That is how the ABC reporters seen it..... For everyone that watched the will form their own opinion on who "won"......

Personally I did not watch the debate and won't be watching the others.........


----------



## Steve M1911A1 (Feb 6, 2008)

Well, Hillary was more articulate, and she stayed on-subject better than did The Donald.
But she patronized Trumpolini by continually referring to him as "Donald," while he remained polite and called her "Secretary Clinton."

I watched the "debate" as part of an assignment from a national-opinion organization. About five minutes in, I was already regretting that I had volunteered.
Well, that was an hour-and-a-quarter of my life wasted!


----------



## tony pasley (May 6, 2006)

The worst part is that both wants to deprive citizens of their rights without conviction, which is denying people on the no fly list their right to firearms. We all know how good those list are.


----------



## SouthernBoy (Jun 27, 2007)

Steve M1911A1 said:


> Well, Hillary was more articulate, and she stayed on-subject better than did The Donald.
> But she patronized Trumpolini by continually referring to him as "Donald," while he remained polite and called her "Secretary Clinton."
> 
> I watched the "debate" as part of an assignment from a national-opinion organization. About five minutes in, I was already regretting that I had volunteered.
> Well, that was an hour-and-a-quarter of my life wasted!


I was disappointed in Trump's delivery. He didn't articulate well, he rambled and went off on tangents, and he sorely lacked specificity. Score one win for Hillary.



tony pasley said:


> The worst part is that both wants to deprive citizens of their rights without conviction, which is denying people on the no fly list their right to firearms. We all know how good those list are.


Trump's response to that subject both surprised and disappointed me. Again, no articulation. He should have mentioned the fact that getting on that no fly list requires no court order. It is at the whim of some bureaucrap (deliberate spelling). This is VERY dangerous to our liberty.


----------



## Bisley (Aug 24, 2008)

Hilary had him on his heels, from the beginning. She managed to flip his switches, but he didn't blow up, to his credit. However, he spent entirely too much time talking about Donald Trump, because that is his favorite subject. I watched the whole thing, just to see if he survived it, and he did - but I won't watch the next one. I may check in on the last one, just to see if he does better in one where he doesn't have to debate the moderator, as well as keep track of all of HRC's misrepresentations.


----------



## boatdoc173 (Mar 15, 2014)

he needs to get more of slick willies girlfriends in the front row next time. they can all be working on popsicles.. she will stroke out


----------



## RK3369 (Aug 12, 2013)

well, nothing I saw or heard changed my mind one bit. Hillary would be the last person on the planet I would vote for for POTUS, with the possible exception of Obummer if he were eligible to run for another term. Thank God he's not. The fact that she is up there in front of the American public claiming how qualified and experienced she is and half of the American voting public is accepting of all her illegal acts, crimes and past criminal conduct is a sad statement as to where this country has declined to.

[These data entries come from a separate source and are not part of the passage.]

Issue #147, opened 2020-02-09
Add command python manage.py makemigrations in the documentation


anshuldutt21:
We should add the command python src/manage.py makemigrations in the docs since the migrations for app doesnt work unless we do makemigrations for it.

rtgdk:
@anshuldutt21  Are you sure about this? Because migrations are already added in the migrations folder. If you still had to run makemigrations look at the diff when the command is run, if it creates some new file please open a PR for the same.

Admittedly, Trump is not a polished candidate, he has his bad points, probably has also done many not so nice things in his past business dealings, but imo, he's still a far better choice than Hillary and her cronies.


----------



## Uncle_Louie (Sep 1, 2016)

I watched it because my wife wanted to see it. I fell asleep thru most of it.


----------



## noway2 (Jun 18, 2011)

I doubt if opinions were changed much. It depends upon how many truly undecided voters there are. 

Trump was unprepared and it showed. This was a tactical mistake in a venue he should have known was going to be hostile. While he did speak a lot of truth, in retrospect he should have simply hammered at Jezebel as being weak, sick, dishonest, corrupt, etc. and been a rabid bull dog. The media response would have been better than he is getting now.

Hopefully he does better next time.


Sent from my iPad using Tapatalk


----------



## AZdave (Oct 23, 2015)

I think the next debate is a town hall format. Donald (all his friends call him that) should relate to the audience better.

I will watch to see if madam secretary will fall down (literally ). ;-)


----------



## pblanc (Mar 3, 2015)

This entire election cycle has been a tragic farce. I don't expect the debates to be any different.


----------



## Backlighting (Jul 2, 2012)

Hillary is a vile & corrupt champion of big government. She should do America a favor and just disappear...and take Bill the pervert with her.


----------



## desertman (Aug 29, 2013)

Christ, I just do not know where to begin? I hit the "mute" button every time that pathological, congenital lying bitch spoke. I just can't take the sound of her shrill pathetic voice. Unfortunately Trump had many opportunities to take her down but failed especially when it came to cyber security. What better opportunity than that to bring that bitch down? Then there was the "law and order" question. That bitch deliberately destroyed evidence after it was subpoenaed. Which should have led to obstruction of justice charges. Yet by some coincidence her scumbag husband happens to meet on the tarmac with Loretta Lynch for a secret meeting to talk about grandchildren. Surprise, surprise the FBI refuses to recommend an indictment. These people must really think we are that stupid? The absolute contempt that those two criminals have for the American public is beyond belief. That criminal lying bitch belongs in jail. How any one can vote for her is beyond me?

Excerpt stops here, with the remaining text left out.